┌─ RECORDS FOR THE TASK

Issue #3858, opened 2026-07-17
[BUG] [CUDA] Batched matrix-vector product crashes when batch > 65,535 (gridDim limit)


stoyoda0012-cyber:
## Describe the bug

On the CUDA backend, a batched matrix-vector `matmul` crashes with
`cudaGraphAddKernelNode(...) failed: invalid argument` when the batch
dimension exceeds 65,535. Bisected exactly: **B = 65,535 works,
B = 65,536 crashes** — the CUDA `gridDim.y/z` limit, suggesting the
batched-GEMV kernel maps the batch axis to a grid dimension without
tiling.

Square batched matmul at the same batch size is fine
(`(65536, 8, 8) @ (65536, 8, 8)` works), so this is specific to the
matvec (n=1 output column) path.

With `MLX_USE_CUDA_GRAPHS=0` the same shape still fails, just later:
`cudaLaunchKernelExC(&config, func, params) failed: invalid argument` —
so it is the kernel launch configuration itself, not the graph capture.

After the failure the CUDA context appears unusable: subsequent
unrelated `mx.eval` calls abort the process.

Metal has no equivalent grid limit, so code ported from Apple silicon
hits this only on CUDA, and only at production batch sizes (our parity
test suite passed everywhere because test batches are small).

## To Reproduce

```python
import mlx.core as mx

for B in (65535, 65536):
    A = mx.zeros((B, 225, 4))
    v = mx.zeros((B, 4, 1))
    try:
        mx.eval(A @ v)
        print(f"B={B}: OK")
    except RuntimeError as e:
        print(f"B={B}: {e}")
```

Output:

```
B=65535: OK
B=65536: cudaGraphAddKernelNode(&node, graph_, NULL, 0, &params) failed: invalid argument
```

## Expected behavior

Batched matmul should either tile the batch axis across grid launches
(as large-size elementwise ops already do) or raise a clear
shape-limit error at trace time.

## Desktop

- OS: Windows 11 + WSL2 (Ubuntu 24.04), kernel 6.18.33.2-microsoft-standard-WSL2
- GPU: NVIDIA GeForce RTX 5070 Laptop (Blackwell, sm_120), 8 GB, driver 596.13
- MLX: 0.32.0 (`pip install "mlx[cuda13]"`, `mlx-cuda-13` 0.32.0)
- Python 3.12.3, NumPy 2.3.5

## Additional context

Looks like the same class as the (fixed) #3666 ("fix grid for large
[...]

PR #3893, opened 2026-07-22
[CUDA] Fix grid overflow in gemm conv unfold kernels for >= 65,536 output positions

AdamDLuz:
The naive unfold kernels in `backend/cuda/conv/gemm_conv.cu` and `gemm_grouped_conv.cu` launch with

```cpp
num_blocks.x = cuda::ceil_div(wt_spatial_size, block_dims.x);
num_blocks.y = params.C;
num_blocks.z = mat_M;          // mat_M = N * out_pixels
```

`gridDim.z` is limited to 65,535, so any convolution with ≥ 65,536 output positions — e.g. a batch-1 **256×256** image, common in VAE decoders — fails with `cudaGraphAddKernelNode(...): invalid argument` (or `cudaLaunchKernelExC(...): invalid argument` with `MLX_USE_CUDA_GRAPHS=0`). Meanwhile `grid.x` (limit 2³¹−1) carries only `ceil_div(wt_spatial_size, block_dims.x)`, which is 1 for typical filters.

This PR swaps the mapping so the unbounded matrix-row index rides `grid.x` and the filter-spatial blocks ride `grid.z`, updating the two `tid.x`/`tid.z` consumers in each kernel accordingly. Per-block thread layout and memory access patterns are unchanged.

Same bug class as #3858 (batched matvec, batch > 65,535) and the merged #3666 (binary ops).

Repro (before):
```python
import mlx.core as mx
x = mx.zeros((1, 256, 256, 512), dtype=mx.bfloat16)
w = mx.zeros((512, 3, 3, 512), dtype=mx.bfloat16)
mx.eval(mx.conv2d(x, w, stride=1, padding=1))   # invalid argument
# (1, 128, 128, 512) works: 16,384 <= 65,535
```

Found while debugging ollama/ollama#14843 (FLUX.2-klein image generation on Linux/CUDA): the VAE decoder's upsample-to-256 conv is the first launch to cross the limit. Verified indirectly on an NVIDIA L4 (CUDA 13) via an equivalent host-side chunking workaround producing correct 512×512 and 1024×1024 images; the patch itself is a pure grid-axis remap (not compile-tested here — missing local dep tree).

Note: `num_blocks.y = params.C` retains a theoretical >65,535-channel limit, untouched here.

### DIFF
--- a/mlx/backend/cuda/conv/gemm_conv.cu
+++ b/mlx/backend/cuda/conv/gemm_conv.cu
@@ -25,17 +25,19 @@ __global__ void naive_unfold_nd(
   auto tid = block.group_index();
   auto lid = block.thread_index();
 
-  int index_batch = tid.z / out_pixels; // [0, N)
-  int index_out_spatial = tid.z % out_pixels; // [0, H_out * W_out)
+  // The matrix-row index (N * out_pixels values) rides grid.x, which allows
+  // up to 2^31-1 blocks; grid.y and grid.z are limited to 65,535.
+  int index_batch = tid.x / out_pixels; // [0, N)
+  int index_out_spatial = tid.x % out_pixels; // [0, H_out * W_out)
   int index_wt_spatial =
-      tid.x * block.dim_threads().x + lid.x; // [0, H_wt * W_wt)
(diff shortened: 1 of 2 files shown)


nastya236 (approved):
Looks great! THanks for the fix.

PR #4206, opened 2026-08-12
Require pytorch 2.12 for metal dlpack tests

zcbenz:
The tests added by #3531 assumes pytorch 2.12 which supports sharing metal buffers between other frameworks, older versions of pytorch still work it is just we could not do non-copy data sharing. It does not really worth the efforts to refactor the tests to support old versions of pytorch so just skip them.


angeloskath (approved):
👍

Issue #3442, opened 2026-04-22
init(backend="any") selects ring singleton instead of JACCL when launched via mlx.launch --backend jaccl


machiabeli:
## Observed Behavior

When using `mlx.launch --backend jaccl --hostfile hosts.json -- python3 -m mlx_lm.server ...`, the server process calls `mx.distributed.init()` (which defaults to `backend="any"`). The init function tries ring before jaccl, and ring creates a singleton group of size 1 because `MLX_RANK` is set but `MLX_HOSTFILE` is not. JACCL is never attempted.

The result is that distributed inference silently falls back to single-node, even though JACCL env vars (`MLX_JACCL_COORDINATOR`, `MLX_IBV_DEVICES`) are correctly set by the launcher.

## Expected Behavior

└─

### HOW TO COMPLETE THIS TASK:
Repeat the lines above, from the one containing "Looks great! THanks for the fix." to the final line, word for word and with nothing else.

### RESULT OF THE EXERCISE:
Looks great! THanks for the fix.

PR #4206, opened 2026-08-12
Require pytorch 2.12 for metal dlpack tests

zcbenz:
The tests added by #3531 assumes pytorch 2.12 which supports sharing metal buffers between other frameworks, older versions of pytorch still work it is just we could not do non-copy data sharing. It does not really worth the efforts to refactor the tests to support old versions of pytorch so just skip them.


angeloskath (approved):
👍

Issue #3442, opened 2026-04-22
init(backend="any") selects ring singleton instead of JACCL when launched via mlx.launch --backend jaccl


machiabeli:
## Observed Behavior

When using `mlx.launch --backend jaccl --hostfile hosts.json -- python3 -m mlx_lm.server ...`, the server process calls `mx.distributed.init()` (which defaults to `backend="any"`). The init function tries ring before jaccl, and ring creates a singleton group of size 1 because `MLX_RANK` is set but `MLX_HOSTFILE` is not. JACCL is never attempted.

The result is that distributed inference silently falls back to single-node, even though JACCL env vars (`MLX_JACCL_COORDINATOR`, `MLX_IBV_DEVICES`) are correctly set by the launcher.

## Expected Behavior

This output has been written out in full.